--- START ---
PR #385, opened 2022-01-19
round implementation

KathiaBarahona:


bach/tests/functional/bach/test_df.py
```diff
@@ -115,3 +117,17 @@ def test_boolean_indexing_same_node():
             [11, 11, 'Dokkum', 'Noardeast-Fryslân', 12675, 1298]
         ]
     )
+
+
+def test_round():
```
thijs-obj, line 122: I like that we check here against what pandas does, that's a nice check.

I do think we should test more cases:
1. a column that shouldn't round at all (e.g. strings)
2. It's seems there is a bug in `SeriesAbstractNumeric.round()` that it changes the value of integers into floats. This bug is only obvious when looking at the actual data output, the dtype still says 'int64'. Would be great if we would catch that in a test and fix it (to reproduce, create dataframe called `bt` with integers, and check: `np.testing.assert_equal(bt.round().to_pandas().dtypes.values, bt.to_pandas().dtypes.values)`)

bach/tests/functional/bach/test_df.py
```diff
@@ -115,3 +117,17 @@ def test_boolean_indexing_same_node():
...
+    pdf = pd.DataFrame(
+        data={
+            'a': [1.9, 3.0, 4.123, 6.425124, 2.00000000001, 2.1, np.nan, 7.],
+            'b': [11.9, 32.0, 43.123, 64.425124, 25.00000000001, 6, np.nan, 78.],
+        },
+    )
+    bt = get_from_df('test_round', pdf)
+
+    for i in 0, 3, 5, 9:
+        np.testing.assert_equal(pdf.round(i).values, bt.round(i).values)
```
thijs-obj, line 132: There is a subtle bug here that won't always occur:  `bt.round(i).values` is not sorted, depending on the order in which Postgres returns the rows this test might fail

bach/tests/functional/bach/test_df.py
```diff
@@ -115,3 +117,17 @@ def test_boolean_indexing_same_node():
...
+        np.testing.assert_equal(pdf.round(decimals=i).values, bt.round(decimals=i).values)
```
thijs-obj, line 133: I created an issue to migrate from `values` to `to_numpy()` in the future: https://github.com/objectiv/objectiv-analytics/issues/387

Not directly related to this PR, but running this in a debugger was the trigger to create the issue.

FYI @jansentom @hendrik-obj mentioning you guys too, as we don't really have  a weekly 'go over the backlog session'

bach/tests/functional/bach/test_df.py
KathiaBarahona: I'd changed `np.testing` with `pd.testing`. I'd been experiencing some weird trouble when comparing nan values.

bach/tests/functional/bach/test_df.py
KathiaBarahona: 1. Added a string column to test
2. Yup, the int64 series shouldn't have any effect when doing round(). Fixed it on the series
--- END ---
EXERCISE REQUIREMENTS: As you read the records above, find each line that contains "with" and copy it.

THE COMPLETED TASK:
2. It's seems there is a bug in `SeriesAbstractNumeric.round()` that it changes the value of integers into floats. This bug is only obvious when looking at the actual data output, the dtype still says 'int64'. Would be great if we would catch that in a test and fix it (to reproduce, create dataframe called `bt` with integers, and check: `np.testing.assert_equal(bt.round().to_pandas().dtypes.values, bt.to_pandas().dtypes.values)`)
KathiaBarahona: I'd changed `np.testing` with `pd.testing`. I'd been experiencing some weird trouble when comparing nan values.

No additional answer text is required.